Figure 11. Winter operation of the system (Scenario 5, 402 MW wind power, 151 MW photovoltaic and 50,000 EVs using V2G). 6 February 2013.

Figure 11. Winter operation of the system (Scenario 5, 402 MW wind power, 151 MW photovoltaic and 50,000 EVs using V2G). 6 February 2013.

Figure 12. Summer operation of the system (Scenario 5, 402 MW wind power, 151 MW photovoltaic and 50,000 EVs using V2G). 1 September 2013.

Figure 12. Summer operation of the system (Scenario 5, 402 MW wind power, 151 MW photovoltaic and 50,000 EVs using V2G). 1 September 2013.

5. Conclusions

In this paper, we have used a model simulator to evaluate the introduction of renewable energy and an energy storage system based on EVs, both unidirectional (grid for vehicle) and bidirectional (vehicle to grid), in the Tenerife electric power system. The installation of renewables reduces the cost, the carbon emissions and the fossil fuel importations on Tenerife. However, when a massive amount of renewables is introduced, the reduction rate decreases, and more importantly, exponential increases of energy spilled are observed. These problems are significantly reduced when a fleet of EVs is introduced into the system.

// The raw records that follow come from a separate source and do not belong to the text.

PR #9237, opened 2023-07-14
File data/v3

victorjulien:
https://redmine.openinfosecfoundation.org/issues/5868
https://redmine.openinfosecfoundation.org/issues/4141
https://redmine.openinfosecfoundation.org/issues/4145

### DIFF
--- a/src/detect-filename.c
+++ b/src/detect-filename.c
@@ -28,8 +28,6 @@
 #include "decode.h"
 
 #include "detect.h"
-#include "detect-parse.h"
-#include "detect-content.h"
 
 #include "detect-engine.h"
 #include "detect-engine-mpm.h"
@@ -37,6 +35,10 @@
 #include "detect-engine-file.h"
 #include "detect-engine-prefilter.h"
 #include "detect-engine-content-inspection.h"
+
+#include "detect-parse.h"
+#include "detect-content.h"
+#include "detect-file-data.h"
 
 #include "flow.h"
 #include "flow-var.h"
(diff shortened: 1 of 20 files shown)


src/detect-http-server-body.c
```diff
@@ -39,7 +39,11 @@
 #include "detect-parse.h"
 #include "detect-engine.h"
 #include "detect-engine-mpm.h"
+#include "detect-engine-mpm.h"
```
jlucovsky, line 42: Most of these added includes aren't necessary.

Summing up, the introduction of an EV fleet shows two main benefits: (i) in the electrical system; (ii) in road transport. First, the EVs increase the limit of the penetration of renewables in the electric power system. Because of that, using the same capacity installed, the share of renewables can increase, and the amount of energy spilled is reduced. This impact is more important when a V2G strategy (bidirectional) is used. The second set of benefits refers to the impact on road transport, such as the reduction of noise, fuel consumption and emissions in road transport. With respect to the baseline scenario (no EVs), the cost reduction in fossil fuel imports when introducing 50,000 EVs is around 23.72 M€. Additionally, the reduction of carbon emissions in urban areas could be around 124,830 MtCO2.

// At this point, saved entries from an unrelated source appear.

PR #9150, opened 2023-07-06
Src div0 5920 v3

catenacyber:
Link to [redmine](https://redmine.openinfosecfoundation.org/projects/suricata/issues) ticket:
https://redmine.openinfosecfoundation.org/issues/5920

Describe changes:
- src: checks to avoid divisions by zero

Modifies #9147 with needed rebase after one division fixed by @jlucovsky in #9148 with https://github.com/OISF/suricata/commit/cb30b7185f6af0299f2ceab6072aa9030f6f3a5c

PR #9253, opened 2023-07-19
Src div0 5920 v4

catenacyber:
https://redmine.openinfosecfoundation.org/issues/5920

Describe changes:
- src: checks to avoid divisions by zero

Modifies #9150 with rebase now that Suricata 7 is released and this is targeted for 7.0.1

### DIFF
--- a/src/source-dpdk.c
+++ b/src/source-dpdk.c
@@ -152,12 +152,18 @@ static void DPDKFreeMbufArray(struct rte_mbuf **mbuf_array, uint16_t mbuf_cnt, u
 static uint64_t CyclesToMicroseconds(const uint64_t cycles)
 {
     const uint64_t ticks_per_us = rte_get_tsc_hz() / 1000000;
+    if (ticks_per_us == 0) {
+        return 0;
+    }
     return cycles / ticks_per_us;
 }
 
 static uint64_t CyclesToSeconds(const uint64_t cycles)
 {
     const uint64_t ticks_per_s = rte_get_tsc_hz();
+    if (ticks_per_s == 0) {
+        return 0;
+    }
     return cycles / ticks_per_s;
 }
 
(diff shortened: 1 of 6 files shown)


src/source-dpdk.c
```diff
@@ -152,12 +152,18 @@ static void DPDKFreeMbufArray(struct rte_mbuf **mbuf_array, uint16_t mbuf_cnt, u
 static uint64_t CyclesToMicroseconds(const uint64_t cycles)
 {
     const uint64_t ticks_per_us = rte_get_tsc_hz() / 1000000;
+    if (ticks_per_us == 0) {
```
victorjulien, line 155: @lukashino is this necessary? Or can rte_get_tsc_hz return < 1000000?

suricata-qa:
Information:
 

ERROR: QA failed on SURI_TLPR1_alerts_cmp.
|--|--|--|--| 
| .uptime | 1267 | 1409 | 111.21% |
| .tcp.active_sessions | 0 | 474 | - |
| .flow.active | 0 | 98434 | - |
| .flow.get_used | 0 | 98434 | - |
| .flow.get_used_eval | 0 | 11609865 | - |
| .flow.get_used_eval_reject | 0 | 6136 | - |
| .flow.get_used_eval_busy | 0 | 2415 | - |
| .flow.get_used_failed | 0 | 1604299 | - |
| .flow.emerg_mode_entered | 0 | 2 | - |
| .flow.emerg_mode_over | 0 | 1 | - |
| .app_layer.error.tls.parser | 23942 | 29751 | 124.26% | 

Pipeline 15326

src/source-dpdk.c
lukashino: Seems to be possible only when:
- the CPU would have a clock rate less than 100MHz
- the CPU would not be well supported by DPDK and some register would return 0/random number instead ticks per second

So, assuming every CPU has a clock rate of at least 800MHz, and we will not care about unsupported CPUs then it should be fine even without the check.

victorjulien (approved):

victorjulien:
Merged in #9288, thanks!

From the point of view of the energy policy, the PECAN objectives are very ambitious. Since the PECAN was approved in 2006, no new wind turbines have been installed on Tenerife. Thus, to meet the target in PECAN, the island needs the current 37 MW to be refurbished and an additional 365 MW installed. According to our results, the EV fleet with the V2G system could help to fulfill the 25% of renewables share with less installed capacity of renewables (about 133 MW lower).

An alternative energy storage system proposed on Tenerife (and not analyzed in this paper) is the pumping hydro station. This technology is much more mature than the V2G system. Furthermore, this technology has been tested on the island of El Hierro with great success by achieving an 80% of renewables share for some periods of time. However, a big amount of fuel is still consumed on El Hierro (28% of total energy) in road transport. Thus, the solution to reduce this share is the introduction of plug-in electric vehicles.

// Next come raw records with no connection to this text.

PR #9255, opened 2023-07-19
src: remove unused headers-exported functions

catenacyber:
None : generic cleaning
https://redmine.openinfosecfoundation.org/issues/4083

Describe changes:
- remove functions defined in a header and never used (debug, api-completeness, and others)
- remove double definition of IPPairLock

Python helper script to do this :
```
import subprocess
import sys
import os

def patchFuncStatic(funcname, cfile, hfile):
    subprocess.run(["sed", "-i", "-e", "/%s/d" % funcname, hfile], stdout=subprocess.PIPE, text=True)
    f = open(cfile, "r")
    f2 = open(cfile+".new", "w")
    writing = True
    for l in f.readlines():
        if funcname in l:
            writing = False
            continue
        if writing:
            f2.write(l)
        elif l.rstrip() == '}':
            writing = True
    f.close()
    f2.close()
    os.rename(cfile+".new", cfile)

def testFuncName(funcret, funcname, hfile):
    result = subprocess.run(["git", "grep", funcname], stdout=subprocess.PIPE, text=True)
    d = dict()
    nbh = 0
    for l in result.stdout.split('\n'):
        hasf = l.split(':')[0]
        if len(hasf) == 0:
            continue
        if hasf == hfile:
            nbh = nbh + 1
            continue
        d[hasf] = d.get(hasf, 0)+1
    if nbh == 1 and len(d) == 1 and list(d.values())[0] == 1:
        print(funcret, funcname, d)
        patchFuncStatic(funcname, list(d.keys())[0], hfile)

f = open(sys.argv[1], "r")
for l in f.readlines():
    if '(' in l:
        ps = l.split('(')[0].split()
        if len(ps) == 2:
            funcret = ps[0]
            funcname = ps[1]
            if funcret != '/*' and funcret != '#define' and funcret != '*':
                if funcname[0] == '*':
                    funcname=funcname[1:]
                testFuncName(funcret,funcname,sys.argv[1])
```

Rebase of #9099


suricata-qa:

Pipeline 15324

victorjulien:
@jasonish can you review this from the pov that we're now in a stable branch? Will it affect lib users potentially?

src/conf.c
```diff
@@ -581,25 +581,6 @@ int ConfValIsFalse(const char *val)
  * \retval 1 will be returned if the name is found and was properly
  * converted to a double, otherwise 0 will be returned.
  */
-int ConfGetDouble(const char *name, double *val)
```
jasonish, line 584: These non-static `Conf` functions are somewhat public API, as plugin users can make use of them. This one is likely not used, but maybe?

src/output.c
```diff
@@ -536,46 +498,6 @@ void OutputRegisterFiledataModule(LoggerId id, const char *name,
...
 
-/**
- * \brief Register a file data output sub-module.
- *
- * This function will register an output module so it can be
- * configured with the configuration file.
- *
- * \retval Returns 0 on success, -1 on failure.
- */
-void OutputRegisterFiledataSubModule(LoggerId id, const char *parent_name,
```
jasonish, line 547: I suppose some plugin author could potentially be using any output registration functions.

src/conf.c
catenacyber: Are you sure it works ?
It looks like my compiler optimized these unused public API functions and that plugins cannot find them at runtime...

src/output.c
catenacyber: What would be a file data submodule ?

jasonish: Oh, I see we weren't using this at all.  I thought we were just removing the public exposure.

The introduction of EVs as energy storage could provide some additional advantages with respect to the pumping hydro stations. First, the EVs reduce the environmental impact caused by these huge power plants, which is an important issue, because 50% of the total surface of the Canary Islands is protected. In addition, the storage system through EV charging reduces problems by reducing the requirements of the nodes and the burden-sharing network. However, the most important feature is that the EVs reduce noise and carbon emissions in urban areas and replace conventional vehicles, which consume fossil fuels in transportation.

A promising extension of this paper would be to enter into detail the operation of the system and its security requirements using a unit commitment model. Indeed, it is important to study in detail the uncontrolled charge in comparison with other charging strategies. Additionally, it would be interesting to evaluate the complementarity between the V2G technology and pumping hydro stations.